月日亭から坂草山にのぼる遊歩道にフウランの着いていたアカガシの大木(20年ぐらい前か?)があったが、枯れていた。
たぶん、根本が腐っていて枯れたようです。

写真は2022年12月に屋久島・栗生の海岸で拾ったオカヤドカリ(プラスチックのキャップを住処にしている)
天然記念物なので、翌日、元の場所に置いてきました。
多分、ムラサキオカヤドカリです。
添付の文献、参照。


ダウンロードオカヤドカリ分類 ( .pdf / 8.2MB )
磯野久美子 投稿日: 2023年06月12日 22:55:58 No.698
藤井様

藤井さんの研究テーマが学生の頃にいらっしゃった屋久島で見つかったというお話やその時代のお話をお聞かせいただき、ありがとうございました。一人の研究者の方の誕生というのか生い立ちというのか、そういったことを知る機会はあまりないので、何て言ったらよいのか分かりませんが、感動しました。
また、屋久島についての資料も沢山ありがとうございます!
これらの中には現地で聞いた話も少なからずあり、一文字もメモって来れなかった私には、色々思い出すよすがともなります。ありがたいです。

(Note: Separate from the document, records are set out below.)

PR #591, opened 2020-12-22
New loader: Adapt splitting methods

### LINKED ISSUE #564: Adapt splitting methods for new loader
## Context

The first step of the refactoring was to generate a bids dataframe: done in #519 and #538 for anat and microscopy data.
The dataframe includes one row per image file from a bids_path (with parsed entities and tsv/json metadata) for each subject and derivatives files, when derivatives are available according to the chosen target suffixes.

The second step is to adapt the splitting methods (train/valid/test) to split using the dataframe.

## Functions to adapt

1. Currently the function [get_new_subject_split](https://github.com/ivadomed/ivadomed/blob/7d3eef70cb24d5a3411927c372e614ced00a140e/ivadomed/loader/utils.py#L96) uses `bids_neuropoly` and `participants.tsv` content to list subjects and metadata. We aim to remove the dependency to bids_neuropoly, and use the metadata already loaded in the dataframe at the previous step.

2. Currently the function [split_dataset](https://github.com/ivadomed/ivadomed/blob/7d3eef70cb24d5a3411927c372e614ced00a140e/ivadomed/loader/utils.py#L34) contains 2 different methods for splitting: `per_patient `and `per_center`.
As discussed previously, for microscopy, we want to implement a `per_sample` method as well, because a same subject can have multiple samples. Ex:
    * sub-01_sample-01_SEM.png
    * sub-01_sample-02_SEM.png

## Next step
Load data as numpy array with different loaders for different file formats.

mariehbourget:
Fixes #564 

It aims to adapt the splitting methods to include different methods for microscopy (e.g. per sample), and to use the new bids dataframe feature (#538).

---
Here are the changes made in this PR so far:

**config/config_new_loader.json:**
- I replaced the  `center_test` param by `"data_testing": {"data_type": "subject", "data_value":[]}`  which can be generalized to isolate any data for testing.
- I removed the `method` param, as it is included in the new `data_testing` param.

**"_new" functions in loader/utils.py:**
- `get_subdatasets_subjects_list_new`
- `get_new_subject_split_new`
- `split_dataset_new`

These functions are copies of the originals with "_new" added at the end of the name.

Unlike the previous step with the dataframe, I couldn't replace the original functions because they are not independent from the current codebase.

In addition, the current functions return the split as lists of "subjects". For microscopy, a "subject" is not always unique because a same subject can have multiple samples. I chose to return lists of "filenames", as filenames are unique for sure in any cases. This is not compatible with the current loaders but could be adapted as well.

**dev/df_new_loader.py:**
- Updated to test both the dataframe and the split
---
I think we should discuss a more detailed strategy moving forward regarding the next step from here and how to manage both the current and the new loader in the codebase.
In the meantime, any feedback on the splitting methods I implemented here is welcome!


mariehbourget:
This PR is ready for review.

`split_dataset_new` now returns lists of the `data_type` chosen in the config file (e.g. “subject”, “participant_id”, “sample”, institution_id”, etc).
The data_type will be used in load_dataset to lookup in the dataframe and to pair filenames (image+gt). It will be compatible with multichannel training.

The PR also includes corrections to the dataframe relevant for the split:
-	include only subjects files with available `roi_suffix`, if roi_suffix is not None
-	add `participant_id` and `sample_id` columns : The original df only had “subject” and “sample”. For example:  `subject = “rat1”`, whereas `participant_id = ”sub-rat1”`. This will help for retrocompatibility and transition because current config file split per participant_id.

The PR does not include a test. It would require a `.joblib` file to be added to the data-testing dataset (with a new release). Since the implementation of the split may change in the short-term, I think it would be best to wait until we are farther in the development of the next step of the new loader project to add a test.

ivadomed/loader/utils.py
```diff
@@ -637,15 +780,23 @@ def create_bids_dataframe(loader_params, derivatives):
...
+        if roi_suffix is not None:
+            for p in prefix_fnames:
+                available = [d for d in deriv if p in d]
+                if roi_suffix in ('|'.join(available)):
+                    has_deriv.append(p)
+                else:
+                    logger.warning("Missing ROI derivatives for subject {}. Skipping subject.".format(p))
+        else:
+            for p in prefix_fnames:
+                available = [d for d in deriv if p in d]
```
andreanne-lemay, line 792: I did a test on my local station on MRI data (data_example_spinegeneric), and even though derivatives is set to True, the df don't store the path to the derivatives, so at this line `deriv` is empty. I get the following error: `RuntimeError: Derivatives not found.` Is it normal and will be implemented in future PR or maybe it is a bug from pybids?

mariehbourget: It is supposed to work. Do you have another warning about a missing dataset_description.json file? Because of pybids, the file is mandatory in the "derivatives" folder. See note [here](https://github.com/ivadomed/ivadomed/blob/c65ab5af2ef33619c09f686355606ca941dacdaf/dev/df_new_loader.py#L28).

ivadomed/loader/utils.py
```diff
@@ -164,6 +209,71 @@ def get_new_subject_split(path_folder, center_test, split_method, random_seed,
...
+    Randomly split dataset between training / validation / testing\
+        and save it in log_directory + "/split_datasets.joblib".
+
+    Args:
+        df (pd.DataFrame): Dataframe containing all BIDS image files indexed and their metadata.
+        data_testing (dict): Used to specify the data_type and data_value to include in the testing set.
+        random_seed (int): Random seed.
+        train_frac (float): Training dataset proportion, between 0 and 1.
+        test_frac (float): Testing dataset proportionm between 0 and 1.
+        log_directory (string): Output folder.
```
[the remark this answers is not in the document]
mariehbourget: The original function should be replaced by this one in the near future. I don't think it is worth changing at this point.

ivadomed/loader/utils.py
andreanne-lemay: Ah you're right this was it! There are no dataset_description.json file in derivatives (or labels) in our testing data. In a future PR, we should probably add a step: if there is no dataset_description.json in derivatives, but there is one in the main bids path, then simply copy it there. Most of our bids dataset don't have dataset_description at this location, so this would avoid the error.

ivadomed/loader/utils.py
```diff
@@ -95,6 +96,50 @@ def split_dataset(df, center_test_lst, split_method, random_seed, train_frac=0.8
...
+        data_value, _ = train_test_split(data, train_size=test_frac, random_state=random_seed)
+
+    X_test = df[df[data_type].isin(data_value)][data_type].unique().tolist()
+    X_remain = df[~df[data_type].isin(data_value)][data_type].unique().tolist()
+
+    # split using sklearn function
+    X_train, X_tmp = train_test_split(X_remain, train_size=train_frac, random_state=random_seed)
+    if X_test:  # X_test contains data from data_value unseen during the training, eg centers in SpineGeneric
+        X_val = X_tmp
+    else:  # X_test contains data from data_value seen during the training, eg centers in gm_challenge
```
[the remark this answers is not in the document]
mariehbourget: Good catch, thanks! This is from the generalization of the "per_center" method where the "test_fraction" was not used and valid/test were splitted 50/50. I'll fix it and also the case where the test_fraction is 0 (not working as expected at the moment).

ivadomed/loader/utils.py
mariehbourget: Good idea, I'll add it when dealing with the refactoring of the BIDSDataframe class (#595).

dev/df_new_loader.py
```diff
@@ -2,12 +2,14 @@
 ##############################################################
 #
 # This script is used to test the dataframe of the new loader
```
charleygros, line 4: We may want to move this script to a proper unit_test in the future :-)

ivadomed/config/config_new_loader.json
```diff
@@ -33,8 +33,7 @@
     "split_dataset": {
         "fname_split": null,
         "random_seed": 6,
-        "center_test": [],
-        "method": "per_patient",
+        "data_testing": {"data_type": "subject", "data_value":[]},
```
charleygros, line 36: So (my memory is failing again): the strategy is to dev the new loader with this config file. And once the new loader is all standing up on its feet --> we will do the conversion of the other config file to the new format, correct?

charleygros (approved):

ivadomed/config/config_new_loader.json
mariehbourget: Correct, this would happen after issue #596 is handled.

dev/df_new_loader.py
mariehbourget: This script will be obsolete soon when the new features are integrated in the pipeline following #596.

ivadomed/loader/utils.py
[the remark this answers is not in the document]
mariehbourget: Fixed in 35954b7.

mariehbourget:
@andreanne-lemay, @charleygros, I ran into an issue with the generalization of the split.

In the current `per_center` method. The documentation says that “all subjects are split so as not to mix institutions between the train/validation/test sets”. However, I think that a same center can be in train and valid sets, but a same center can not be in train and test or valid and test sets. Is it the case?

Because we decided to output a list of `data_type` (eg. `institution_id`) for the split, the function I wrote would not have allowed a same data_type into train and valid sets. For example, with 3 centers, all participants from center 1 would be in train set, all participants of center 2 in valid set and all participants from center 3 in test set. With 2 centers, the function would fail.

To fix this, I added a parameter called `split_output` in the config file. It controls what will be used to split and will be in the joblib file, either `partitipant_id` or `sample_id`. Again, we need sample here because of microscopy with multiple samples for a same subject.

The data_testing parameter remains the same and is used to isolate certain participants or samples in the test set. The `data_type` is needed only if different from `split_output`.

I'm not sure about this, seems a bit complicated to explain and not necessary user-friendly at first glance. Any thoughts or suggestions to improve this? (examples below) Thanks!

#### Example 1:
```
        "split_output": "participant_id",
        "data_testing": {"data_type": null, "data_value":[]},
```
Split is done per participant.

#### Example 2:
        "split_output": "participant_id",
        "data_testing": {"data_type": null, "data_value":["sub-unf01"]},
Split is done per participant, sub-unf01 is in the test set.

#### Example 3:
        "split_output": "participant_id",
        "data_testing": {"data_type": "institution_id", "data_value":["oxfordFmrib"]},
Split is done per partiticpant, all participants from oxfordFmrib are in the test set.
#### Example 4:
        "split_output": "sample_id",
        "data_testing": {"data_type": null, "data_value":["sample-data11"]},
Split is done per sample, sample-data11 is in the test set.

mariehbourget:
The PR is ready for re-review.

Here are the changes made following last meeting:

The `split_output` param was renamed `split_method`.
* This param specifies on which metadata (ex: participant_id, sample_id, etc) the train fraction is applied.

The `data_testing` param remains the same.
* It is optional and specifies `data_type` and `data_value` to include in the test dataset (ex: institution_id, disease, session, etc).
* If specified, the test fraction is applied to `data_type`.
* If not specified, `data_type` is the same as `split_method`.

New column in dataframe called `ivadomed_id`, where `ivadomed_id` is the filename minus the modality suffix and extension.
* Examples:
     * filename: `sub-cardiff03_T1w.nii.gz` --> ivadomed_id : `sub-cardiff03_T1w`
     * filename: `sub-rat3_ses-02_sample-data11_run-1_SEM.png` --> ivadomed_id: `sub-rat3_ses-02_sample-data11_run-1`
* In all cases, no matter the `split_method` or `data_type`, this is the information that is outputted in train, valid and test lists to the next step of the loader. 
* This was needed to deal with cases where there are multiple `data_type` for a same `split_method` (ex: multiple samples for a same participant in microscopy, multiple sessions for a same participant in longitudinal studies, etc), and to deal later with multichannel training.
* All modalities from a same image will be in the same dataset (train or valid ortest) whether the training is multichannel or not (as it is in the traditional loader).

#### Example 1:
```
        "split_method": "participant_id",
        "data_testing": {"data_type": null, "data_value":[]},
```
Split is done per `participant_id` according to train and test fractions.
Equivalent to `per_patient` method in the traditional loader.

#### Example 2:
```
        "split_method": "participant_id",
        "data_testing": {"data_type": institution_id, "data_value":[]},
```
The test set is split according to test fraction on` institution_id` list.
The remainder is split into train/valid sets according to train fraction on remaining `participant_id` list.
Participants from a same center can be mixed between train and validation sets.
Equivalent to `per_center` method when `center_test` is empty in the traditional loader.

#### Example 3:
```
        "split_method": "participant_id",
        "data_testing": {"data_type": institution_id, "data_value":[“oxfordFmrib”]},
```
The test set include all files from `oxfordFmrib`.
The remainder is split into train/valid sets according to train fraction on remaining `participant_id` list.
Equivalent to `per_center` method with `oxfordFmrib` in `center_test`.

#### Example 4:
```
        "split_method": "institution_id",
        "data_testing": {"data_type": null, "data_value":[]},
```
Split is done per institution_id` according to train and test fractions.
Participants from a same center cannot be mixed between train and validation sets.
This method does not exist in the traditional loader.

ivadomed/loader/utils.py
```diff
@@ -164,6 +230,73 @@ def get_new_subject_split(path_folder, center_test, split_method, random_seed,
...
+        for m, n, v in zip(subject_selection["metadata"], subject_selection["n"], subject_selection["value"]):
+            sampled_dfs.append(df[df[m] == v].sample(n=n, random_state=random_seed))
+
+        if len(sampled_dfs) != 0:
+            df = pd.concat(sampled_dfs)
+
+    # If balance, then split the dataframe for each categorical value of the "balance" column
+    if balance:
+        if balance in df.keys():
+            df_list = [df[df[balance] == k] for k in df[balance].unique().tolist()]
```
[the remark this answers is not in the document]
andreanne-lemay: Needed since derivatives are in the df and all metadata is set to nan.

ivadomed/loader/utils.py
```diff
@@ -194,6 +327,36 @@ def get_subdatasets_subjects_list(split_params, bids_path, log_directory, subjec
...
+    Returns:
+        list, list list: Training, validation and testing subjects lists.
+    """
+    if split_params["fname_split"]:
+        # Load subjects lists
+        old_split = joblib.load(split_params["fname_split"])
+        train_lst, valid_lst, test_lst = old_split['train'], old_split['valid'], old_split['test']
+    else:
+        train_lst, valid_lst, test_lst = get_new_subject_split_new(df=df,
+                                                               split_method=split_params['split_method'],
```
andreanne-lemay, line 348: idem indentation

ivadomed/loader/utils.py
```diff
@@ -164,6 +230,73 @@ def get_new_subject_split(path_folder, center_test, split_method, random_seed,
...
+    Returns:
+        list, list list: Training, validation and testing subjects lists.
+    """
+    if subject_selection is not None:
+        # Verify subject_selection format
+        if not (len(subject_selection["metadata"]) == len(subject_selection["n"]) == len(subject_selection["value"])):
+            raise ValueError("All lists in subject_selection parameter should have the same length.")
+
+        sampled_dfs = []
+        for m, n, v in zip(subject_selection["metadata"], subject_selection["n"], subject_selection["value"]):
```
andreanne-lemay, line 261: This function needs to change since in the dataframe, one line is not necessarily one participant. If I one 5 subject with `sex` `M` I'll get 3 lines that might be from the same subject but different modalities. This worked on my end:
```
random.seed(random_seed)
        for m, n, v in zip(subject_selection["metadata"], subject_selection["n"], subject_selection["value"]):
            participants = random.sample(df[df[m] == v]['participant_id'].unique().tolist(), n)
            for participant in participants:
                sampled_dfs.append(df[df['participant_id'] == participant])
```

dev/df_new_loader.py
```diff
@@ -34,11 +36,32 @@
...
+log_directory = context["log_directory"]
+if not os.path.isdir(log_directory):
+    print('Creating log directory: {}'.format(log_directory))
+    os.makedirs(log_directory)
+else:
+    print('Log directory already exists: {}'.format(log_directory))
+
+# SPLIT TRAIN/VALID/TEST (with "new" functions)
+train_lst, valid_lst, test_lst = imed_loader_utils.get_subdatasets_subjects_list_new(context["split_dataset"],
+                                                                                        df2,
```
andreanne-lemay, line 61: indentation (should be aligned with the param on the previous line). If you use PyCharm, ctrl+alt+L will fix all indentation and minor PEP8 errors automatically.

ivadomed/loader/utils.py
```diff
@@ -94,6 +95,71 @@ def split_dataset(df, center_test_lst, split_method, random_seed, train_frac=0.8
...
+    data_value = data_testing['data_value']
+
+    if not split_method in df:
+        raise KeyError("No split_method '{}' was not found in metadata".format(split_method))
+    if not data_type in df:
+        logger.warning("No data_type named '{}' was found in metadata. Not taken into account "
+                        "to split the dataset.".format(data_type))
+        data_type = split_method
+
+
```
andreanne-lemay, line 127:
```suggestion
```

andreanne-lemay (approved):
2 minor changes necessary to accomodate `balance` and `subject_selection`, but the rest LGTM. thanks a lot for this PR :pray: !

ivadomed/loader/utils.py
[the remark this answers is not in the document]
mariehbourget: Fixed as suggested in a3d03dd

ivadomed/loader/utils.py
mariehbourget: Thank you Andreanne for all the testing! I had missed the subject_selection part.
I fixed it as you suggested,.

プラスチックのキャップを宿にしたヤドカリの写真は大変興味深く拝見しました。
巻貝とは形が違うので、抜けやすいんじゃないかなと心配になったり、でも、具合が悪いならまた別の宿を探せばいいことだし、貝殻より軽いだろうし、意外と本人は気に入っているのかもしれないとか思ったりもしましたが、少しネットを見て、プラスチック容器に入って出られなくなったヤドカリも存在すること、さらにプラスチックについてはヤドカリに対しても環境ホルモンの影響やマイクロプラスチックの問題があることを知り、これはやっぱり大変な問題なんだと思い直しました。
私ができることとして、これからもせめてきちんと分別してゴミを出すことは続けようと思います。
小さい頃、夜店で大きなタライの中に大量のヤドカリを入れて売っていました。これがオカヤドカリであったかどうかは分かりませんが、それを買ってもらって帰ったことまでは覚えています。でもそのあとどうなったのか記憶がありません…。
小学生~中学生の頃、暑中見舞いには必ずなぜかヤドカリの絵を描き添えていたのを思い出しました。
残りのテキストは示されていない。